Work to be completed
All lines from the first line of the material up to and including the line with "### LINKED ISSUE #1985: Clean" must be copied exactly, and no others.

Dataset excerpts
PR #2044, opened 2026-09-08
test: trim comment bloat and harden the async settle in app.test.tsx

### LINKED ISSUE #1985: Clean up comment bloat and a fragile async settle in frontend/src/app.test.tsx
A quality scan of `frontend/src/app.test.tsx` (llm-checker, lazy-checker, nitpicker) surfaced four surviving findings. The file's structure, helper extraction, and factory reuse are all sound — every finding below is localized. Nothing here is a correctness bug in the tests.

## 1. Comment narrates a past fix's rationale (`app.test.tsx:566-570`)

The comment above `"includes a multi-instance app whose live overlay shows one running and one failed instance"` reads:

> Exercises `appLiveStatus()`'s multi-instance branch (app-data.ts), not just its fast-path passthrough of a manifest already tagged "degraded" — **the harder, real-world case this fix's rationale is built on**: a cached manifest can still read "running" while one of its instances has actually failed, until an execution event refetches the grid.

"this fix's rationale is built on" narrates a point-in-time change rather than stating a durable invariant, which the house self-contained-comments rule specifically calls out. A reader with no memory of the PR cannot tell which fix is meant.

**Fix:** keep the invariant, drop the narrative. e.g. `// Covers appLiveStatus()'s multi-instance branch: a cached manifest can read "running" while one instance has already failed, until an execution event refetches the grid.`

## 2. Verbose trailing comment restating the test name (`app.test.tsx:259-262`)

A 4-line comment sits after the final assertion in the visibilitychange smoke test:

> The handler should not throw — functional smoke test. / Tick increment is verified implicitly: the handler calls `state.tick.value++` which would throw if state were invalid. The `useRelativeTime` hook tests verify that tick increments cause re-renders with updated strings.

The first line restates the test's own name; the rest describes behavior this test does not assert, and points at a different file's coverage. It also trails the assertions rather than preceding anything.

**Fix:** collapse to one line above the `act()` block, e.g. `// Smoke test only — tick-increment re-render behavior is covered in useRelativeTime's own tests.`

## 3. Mock comment carries a history clause (`app.test.tsx:109-116`)

The 6-line block above the `alert-banner` mock ends with "…so the existing content-based `App — FailedAppsAlert` tests above keep working unmodified." That clause describes an edit that was made, not a property a future reader needs. The two substantive points (spy to confirm mount; wrap rather than replace so `AlertBanner` render counts are observable) are each one line.

**Fix:** trim to the two durable points, drop the "keep working unmodified" clause.

## 4. Raw `setTimeout(…, 0)` flush as a negative-assertion settle point (`app.test.tsx:497-499`)

```tsx
render(<App />);
await new Promise((resolve) => setTimeout(resolve, 0));
expect(callCount).toBe(0);
```

Two problems. It is the only bespoke async idiom in a file that otherwise uses `screen.findBy*` and, in the visibilitychange suite, `vi.useFakeTimers`. And as a settle point for a negative assertion it proves very little: a fetch scheduled after more than one macrotask (or behind a longer microtask chain) would still leave `callCount === 0` and the test would pass regardless.

**Fix:** settle on an actual rendered signal instead — await something that proves `App` has mounted and its initial data path has run (e.g. `await screen.findByTestId(...)` on an element the shell renders), then assert `callCount === 0`. That ties the assertion to observable app state rather than to one tick of the event loop.

## Filtered out during validity assessment

Four further findings were assessed and dropped as not holding up:

- **"Inline testids violate the file's centralization pattern"** — `SELECTORS` (lines 20-26) holds CSS attribute-selector strings consumed by `container.querySelector`, a different call path from `findByTestId`; `ALERT_BANNER_TESTID` is extracted because it appears in seven tests across two describe blocks, while `cmd-result-app-garage_app` and friends appear once or twice inside a single test each. Extraction here tracks reuse count, so there is no pattern being violated.
- **`listener_id: 42` duplicated across fixture, testid, and route** — all three literals sit within six lines of one test and are conventional explicit test data.
- **The wouter dynamic-import comment (lines 36-41) and the login-route hook comment (lines 525-528)** — both state durable hazards (import-order unsafety; 401 before a credential exists) that are not derivable from the adjacent code.
- **Extracting a `renderApp()` helper** — `userEvent.setup()` + `render(<App />)` is two lines of standard RTL boilerplate; wrapping it hides the render without removing a decision.

NodeJSmith:
## Summary

Cleans up `frontend/src/app.test.tsx` following a quality scan (#1985). Three comments are trimmed to their durable invariants, and one fragile async settle point is replaced with a real rendered signal. No test behavior beyond the settle-point change; the file's structure, helper extraction, and factory reuse were already sound.

## What changed

**Comment hygiene (findings 1-3)** — three comments narrated point-in-time changes or restated the test's own name rather than stating something a future reader needs:

- The `alert-banner` mock block dropped its "so the existing tests keep working unmodified" clause, keeping the two durable points: `TelemetryDegradedBanner` is spied to confirm `app.tsx` mounts it, and `AlertBanner` is *wrapped* rather than replaced so its render count stays observable.
- The visibilitychange smoke test's 4-line trailing comment collapsed to one line above the `act()` block. It had restated the test name and described assertions this test does not make.
- The multi-instance `FailedAppsAlert` comment dropped "the harder, real-world case this fix's rationale is built on" — a reader with no memory of that PR can't tell which fix is meant — while keeping the invariant it documents.

**Fragile async settle (finding 4)** — the command-palette "does not fetch when closed" test settled on `await new Promise((resolve) => setTimeout(resolve, 0))` before asserting `callCount === 0`. That proves very little for a negative assertion: a fetch scheduled behind more than one macrotask would leave `callCount === 0` and pass regardless. It was also the only bespoke async idiom in a file that otherwise uses `screen.findBy*`.

It now seeds a manifest and awaits `screen.findByTestId("app-entry-garage_app")` — the sidebar renders one entry per manifest, so the await ties the assertion to a mounted app whose initial data path actually ran, rather than to one tick of the event loop.

## Testing

- `npx vitest run src/app.test.tsx` — 42/42 passed, including the reworked palette test.
- `uv run nox -s dev` — 7737 passed, 1 skipped, 2 xfailed.
- `prek -a` — all hooks passed (ruff, prettier, eslint, stylelint, tsc, house-lint, and the frontend guards).

No visual evidence section: the only changed file is `*.test.tsx`, which `tools/frontend/check_pr_screenshots.py` excludes from the rendered-file trigger.

Closes #1985

### DIFF
--- a/frontend/src/app.test.tsx
+++ b/frontend/src/app.test.tsx
@@ -106,14 +106,10 @@ vi.mock("./hooks/use-query-params", () => ({
   useQueryParams: () => ({ get: () => null, set: vi.fn() }),
 }));
 
-// Spy on TelemetryDegradedBanner to verify it is mounted in the layout shell.
-// Component-level signal behaviour is fully tested in alert-banner.test.tsx;
-// here we only care that app.tsx renders the component at all.
-//
-// AlertBanner is also wrapped (not replaced) to count how many times FailedAppsAlert's child
-// actually re-renders — the render-count seam for the "App — FailedAppsAlert re-render scoping"
-// tests below. It still delegates to the real component so the existing content-based
-// "App — FailedAppsAlert" tests above keep working unmodified.
+// TelemetryDegradedBanner is replaced with a spy to confirm app.tsx mounts it; its own signal
+// behaviour is covered in alert-banner.test.tsx.
+// AlertBanner is wrapped rather than replaced so it still renders for real while exposing a render
+// count to the "App — FailedAppsAlert re-render scoping" tests.
 const alertBannerRenderCount = vi.hoisted(() => ({ renders: 0 }));
 
 vi.mock("./components/layout/alert-banner", async (importOriginal) => {
@@ -252,14 +248,10 @@ describe("App — visibilitychange tick recovery", () => {
 
     Object.defineProperty(document, "hidden", { value: false, writable: true, configurable: true });
 
+    // Smoke test only — tick-increment re-render behavior is covered in useRelativeTime's own tests.
     act(() => {
       handlers.forEach((handler) => handler(new Event("visibilitychange")));
     });
-
-    // The handler should not throw — functional smoke test.
-    // Tick increment is verified implicitly: the handler calls state.tick.value++
-    // which would throw if state were invalid. The useRelativeTime hook tests
-    // verify that tick increments cause re-renders with updated strings.
 
     addSpy.mockRestore();
   });
@@ -494,8 +486,11 @@ describe("App — command palette", () => {
         return HttpResponse.json<ListenerWithSummary[]>([]);
       }),
     );
+    seedManifests([createManifest({ app_key: "garage_app", display_name: "Garage App", status: "running" })]);
     render(<App />);
-    await new Promise((resolve) => setTimeout(resolve, 0));
+    // Settle on the manifests fetch resolving (the sidebar renders one entry per manifest), so the
+    // assertion reflects a mounted app whose initial data path ran rather than one event-loop tick.
+    await screen.findByTestId("app-entry-garage_app");
     expect(callCount).toBe(0);
   });
 });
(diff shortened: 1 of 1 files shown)


NodeJSmith:
@coderabbitai review

NodeJSmith:
@coderabbitai review

PR #2053, opened 2026-09-08
test: extract shared breakpoint-drift seeding helper

### LINKED ISSUE #1988: Extract repeated breakpoint-drift test fixture seeding into a shared helper
## Description

`tests/unit/tools/test_check_breakpoint_drift.py` repeats the same "seed a consistent frontend
tree, then run `main()`" setup inline in every `test_main_*` test. The shared shape is: write the
JS breakpoint constant (`hooks/use-media-query.ts`), write the Tailwind `@theme` registration
(`global.css`), write a `@media (max-width: Npx)` rule into a stylesheet — all agreeing on the
same pixel value so the checker reports no drift — then `monkeypatch.setattr(sys, "argv", ...)`
before calling `main()`. Each test then perturbs exactly one layer to produce the behavior it is
actually asserting (an extra uncovered media query, an unregistered Tailwind screen, or one of
the three source layers omitted entirely to trigger an error path).

Surfaced by the `duplicate-code` CI job (PMD CPD). This is copy-paste setup, not designed
parallel structure — the file already pulls its tmp_path tree setup from a shared helper
(`make_frontend_src` in `tests/unit/tools/conftest.py`), so sharing this next layer follows the
convention already in place rather than inventing one.

## Goal

Extract the consistent-breakpoint seeding into a single shared helper (a fixture or a function
alongside `frontend_env`, taking per-layer overrides so a test can omit or replace one layer)
and use it at every call site with this shape. The perturbation each test applies — the extra
600px query, the `App.tsx` utility class, the deliberately missing layer — should stay visible at
the call site; only the identical baseline seeding moves into the helper.

## Where

PMD flagged these three as one block:

- `tests/unit/tools/test_check_breakpoint_drift.py:168-173` — `test_main_ok_prints_covered_breakpoints`
- `tests/unit/tools/test_check_breakpoint_drift.py:179-184` — `test_main_fails_when_css_breakpoint_has_no_js_constant`
- `tests/unit/tools/test_check_breakpoint_drift.py:190-195` — `test_main_fails_on_unregistered_tailwind_screen`

Other occurrences of the same shape found while reading, also in scope:

- `test_main_ok_when_all_breakpoints_covered` — the full three-layer seed
- `test_main_errors_when_no_theme_registrations` — JS constant layer only
- `test_main_errors_when_no_media_queries` — JS constant + `@theme` layers
- `test_main_errors_when_no_js_constants_file` / `test_main_smoke_test_flag_passes` — share only
  the `sys.argv` patch, which is worth folding into the same helper

Any other instance of this shape found while doing the work is in scope too, not just the
locations listed here — including sibling `tests/unit/tools/test_check_*.py` files if their
`frontend_env` fixtures grew the same seeding pattern.

## Acceptance Criteria

- [ ] A single shared helper (fixture or function) performs the consistent-breakpoint seeding of
      the JS constants file, `global.css` `@theme` registration, and `@media` stylesheet.
- [ ] The helper supports omitting or overriding an individual layer, so the error-path tests use
      it rather than keeping their own inline partial seeds.
- [ ] Every `test_main_*` test in `test_check_breakpoint_drift.py` uses the helper; no inline
      copy of the baseline seed remains.
- [ ] Each test's distinguishing perturbation is still visible at its own call site.
- [ ] `uv run pytest tests/unit/tools/test_check_breakpoint_drift.py` passes with the same set of
      tests as before (no test dropped or merged away).

NodeJSmith:
## Summary

`tests/unit/tools/test_check_breakpoint_drift.py` repeated the same three-layer "seed a consistent
frontend tree, then call `main()`" setup inline in every `test_main_*` test: a JS breakpoint
constant (`hooks/use-media-query.ts`), a Tailwind `@theme` registration (`global.css`), and a
`@media (max-width: Npx)` rule — all agreeing on 768px so the checker reports no drift — followed
by a `sys.argv` patch. PMD CPD (the `duplicate-code` CI job) flagged three of those tests as a
single duplicate block.

This extracts that baseline into a `seed_breakpoint_sources()` helper next to the existing
`frontend_env` fixture, following the convention the file already uses for its tmp-tree setup
(`make_frontend_src` in `tests/unit/tools/conftest.py`).

## What changed

- Added three module-level seed constants (`JS_CONSTANT_SEED`, `THEME_REGISTRATION_SEED`,
  `MEDIA_QUERY_SEED`) and a `seed_breakpoint_sources()` helper that writes all three layers and
  patches `sys.argv`.
- The helper takes per-layer overrides: passing `None` for `js`, `theme`, or `media` omits that
  layer, and passing a replacement string perturbs it. Omitting `src` entirely writes no files and
  only patches `sys.argv`, which covers the bare-tree and `--smoke-test` cases.
- Every `test_main_*` test now calls the helper. The error-path tests use layer omission
  (`theme=None, media=None`) instead of keeping their own partial inline seeds.
- Each test's distinguishing perturbation stays at its own call site and is commented: the extra
  uncovered 600px media query, the `App.tsx` utility class referencing an unregistered Tailwind
  screen, and the deliberately missing layer.

Net effect on the test file is +47/-23 lines — the helper plus its docstring costs more than the
inline seeds it replaces, but the duplicate block is gone and the intent of each test is now the
only thing at its call site.

## Scope note

The issue listed sibling `tests/unit/tools/test_check_*.py` files as conditionally in scope "if
their `frontend_env` fixtures grew the same seeding pattern." Only `test_check_dead_tokens.py` has
a similar-looking fixture, and its seeding is a different shape (CSS custom-property declarations
for the dead-token checker, not the three-layer breakpoint agreement), so it was left alone.

## Testing

- `uv run nox -s dev` — full unit + integration suite (excludes docker/e2e/system markers)
- `prek -a` — ruff, pyright, and the rest of the hook set

Test-only change: no source, schema, docs, or frontend files touched, so there is nothing to
regenerate and no visual evidence applies.

Closes #1988


NodeJSmith:
@coderabbitai review

PR #2061, opened 2026-09-08
test: extract shared instance-scoped action route setup in CLI app tests

### LINKED ISSUE #1992: Extract shared instance-scoped action route setup in CLI app command tests
## Description

The `duplicate-code` CI job (PMD CPD, `tools/check_duplicate_code.py`) flagged a block repeated 3+ times in `tests/unit/cli/test_commands_app.py`.

The shared shape is **constructing the two-route mock client for an instance-scoped app action**: a `GET /api/apps/manifests` route (used for instance-name resolution) paired with a `POST /api/apps/{key}/instances/{index}/{action}` route returning an `ActionResponse`, both handed to `cli_client_factory.build_with_routes([...])`. Every test in `TestCmdAppActionRouting` that exercises the `--instance` path rebuilds that same two-entry list inline, varying only the manifest instances, the requested index, and the server-confirmed `instance_index`.

The file already has `_action_response()`, `_instance()`, and `_manifest_route()` helpers — the missing piece is a helper one level up that assembles the whole route pair, so each test names only what it actually varies.

## Fix

Extract the shared instance-scoped route-pair construction into a single local helper (e.g. `_instance_action_routes(action, *, instances=..., requested_index=1, confirmed_index=1)`, returning the route list ready for `build_with_routes`) and use it at every call site with this shape. It needs to accommodate the existing variants: a manifest route that 503s, a `POST` that 404s, a confirmed index that deliberately disagrees with the requested one, and multi-instance manifests.

While in there, `TestCmdAppReload.test_prompts_for_confirmation_with_instance_name` hand-inlines the bodies of `_instance()` and `_manifest_route()` instead of calling them — it should go through the same helpers.

If the assembled shape turns out to be useful beyond this file, `tests/unit/cli/conftest.py` is the natural home; otherwise keeping it file-local next to the existing `_manifest_route` helper is fine.

## Where

PMD flagged these three as the sampled cluster:

- `tests/unit/cli/test_commands_app.py:443-453` — `test_json_output_includes_instance_index_app_level` / `test_success_message_instance_level` region
- `tests/unit/cli/test_commands_app.py:473-483`
- `tests/unit/cli/test_commands_app.py:515-525`

Reading the file, the same shape also appears at:

- `tests/unit/cli/test_commands_app.py:407-419` — `test_with_instance_resolves_and_hits_instance_route`
- `tests/unit/cli/test_commands_app.py:488-500` — `test_success_message_falls_back_to_raw_selector_when_instance_unresolvable`
- `tests/unit/cli/test_commands_app.py:531-543` — `test_warns_on_server_instance_index_mismatch`
- `tests/unit/cli/test_commands_app.py:551-563` — `test_no_warning_when_server_instance_index_matches`
- `tests/unit/cli/test_commands_app.py:654-662` — `test_error_on_instance_out_of_range` (404 variant)
- `tests/unit/cli/test_commands_app.py:668-687` — `TestCmdAppReload.test_prompts_for_confirmation_with_instance_name` (fully inlined variant)

These line numbers are supporting evidence, not a boundary. **Any other instance of the same shape found while doing the work is in scope too**, whether or not it is listed here.

## Acceptance Criteria

- [ ] A single helper builds the instance-scoped manifest + action route pair, covering the 503-manifest, 404-action, index-mismatch, and multi-instance variants.
- [ ] Every call site in `tests/unit/cli/test_commands_app.py` with this shape uses it, including the inlined one in `TestCmdAppReload`.
- [ ] Each test's remaining setup names only the values it actually varies.
- [ ] `uv run pytest tests/unit/cli/test_commands_app.py` passes; `prek -a` is clean.

NodeJSmith:
## Summary

Test-only refactor of `tests/unit/cli/test_commands_app.py`. Every test exercising an
instance-scoped app action (`start` / `stop` / `reload` with `--instance`) rebuilt the same
two-entry route list inline: a `GET /api/apps/manifests` route for instance-name resolution
paired with a `POST /api/apps/{key}/instances/{index}/{action}` route. The nine copies varied
only in the manifest instances, the requested index, and the index the server echoes back —
everything else was duplicated boilerplate.

## What changed

Adds `_instance_action_routes()` alongside the existing `_action_response`, `_instance`, and
`_manifest_route` helpers. It builds the route pair from the parameters that actually differ
between tests and covers every variant present in the file:

- default single-instance success case
- explicit multi-instance manifests, and an index that resolves to no manifest entry
- `manifest_unavailable=True` — the 503 telemetry-outage path
- `confirmed_index` — the server-confirmed-index-mismatch warning path
- `action_status` / `action_detail` — the failed-action path (404 instance-not-found)

All call sites now route through it. `TestCmdAppReload.test_prompts_for_confirmation_with_instance_name`
previously hand-inlined the bodies of `_instance` and `_manifest_route` rather than calling
them; it now uses the same helpers as everything else.

Net effect is 95 lines removed, 59 added, with no change to what any test asserts.

## Testing

- `prek -a` — all hooks pass

No production code is touched, so there are no docs or frontend changes to make.

Closes #1992


NodeJSmith:
@coderabbitai review

PR #315, opened 2018-08-16
Fix NameError: undefined local variable or method `allowed_consumers`

nickolai-sm:
It seems during rename(https://github.com/gocardless/hutch/commit/d509c19763902e6ebf07a57d78a24431f254015c#diff-16eb6365e2d1f19f4df2b8aba16e4f9cL121) took place a mistake.


michaelklishin:
Thank you!

PR #332, opened 2019-07-02
Added error handler for Rollbar

johankok:
This Pull Request adds an error handler that reports exceptions to Rollbar.


michaelklishin:
Thank you!

PR #337, opened 2019-11-08
Call confirm_select at publishing time

### LINKED ISSUE #189: Prevent some configuration changes after running `Hutch.connect`
Today I spent some time debugging an issue that was caused by me doing this:

``` ruby
Hutch.connect
# ... 
Hutch::Config.set(:force_publisher_confirms, true)
Hutch.publish(blah)
```

This doesn't work because `.confirm_select` has to be called on the channel before calling `.wait_for_confirms`.

`.confirm_select` is only called in `Hutch.connect` if `force_publisher_confirms` is set. So setting this _after_ running `Hutch.connect` will cause `Hutch.publish` to fail with a nil error:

Finished task
PR #2044, opened 2026-09-08
test: trim comment bloat and harden the async settle in app.test.tsx

### LINKED ISSUE #1985: Clean up comment bloat and a fragile async settle in frontend/src/app.test.tsx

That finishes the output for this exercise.